There are two overviews I use during my training, and I would like to share with you. Normally I write them on a whiteboard, but it has advantages having it in a digital form.
Transfer speeds per bus
The below image gives an idea of theoretical transfer speeds, so you know how a fast network (1GB of data in 10 seconds) compares to GPU-memory (1GB of data in 0.01 seconds). It does not show all the ins and outs, but just give an idea how things compare. For instance it does not show that many cores on a GPU need to work together to get that maximum transfer rate. Also I have not used very precise benchmark-methods to come to these views.
We zoom into the slower bus-speeds. So all the good stuff is at the left and all buses to avoid are on the right. What should be clear is that a read from or write to a SSD will make the software very slow if you use write-trough instead of write-back.

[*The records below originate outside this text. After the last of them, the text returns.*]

PR #7512, opened 2025-05-14
feat(Worklets): new ShareableImport type

tjzel:
## Summary

This pull request introduces new type of a Shareable, `ShareableImport`. It's a type that, when extracted on another runtime, tries to "pull itself" from the JavaScript bundle.

For example, imagine you have a function `foo` in a `module.js` module:

```js
// module.js
export function foo(){
    console.log('hello world');
}
```

If this function were to be serialized as `ShareableImport`, the following code:

```js
import {runOnUI} from 'react-native-worklets';
import {foo} from 'module';

runOnUI(foo)();
```

Would actually "forward" the instruction `import {foo} from 'module'` to the UI Runtime, and the UI Runtime would invoke (Metro) require to obtain it and execute it.

For the time being there are no use cases for `ShareableImport` but they will come in the upcoming PRs.

## Test plan

Nothing to test, it doesn't affect runtime at the moment.


packages/react-native-worklets/Common/cpp/worklets/SharedItems/Shareables.h
```diff
@@ -258,6 +264,23 @@ class ShareableWorklet : public ShareableObject {
...
+      const jsi::String &imported)
+      : Shareable(ImportType),
+        source_(source.utf8(rt)),
+        imported_(imported.utf8(rt)) {}
+
+  jsi::Value toJSValue(jsi::Runtime &rt) override;
+
+ protected:
+  const std::string source_;
+  const std::string imported_;
```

What is important to see that localisation of data makes a big difference. Take a look at the image and then try to follow with me. When using GPUs the following all can increase the speed on the same hardware: not using hard-disks in the computation-queue, avoiding transfers to and from the GPU and increasing the computations per byte of data. When an algorithm needs to do a lot of data-operations such as transposing a matrix, then it’s better to have a GPU that has high memory-access. When the number of operations is important, then clock-speed and cache-speed is most important.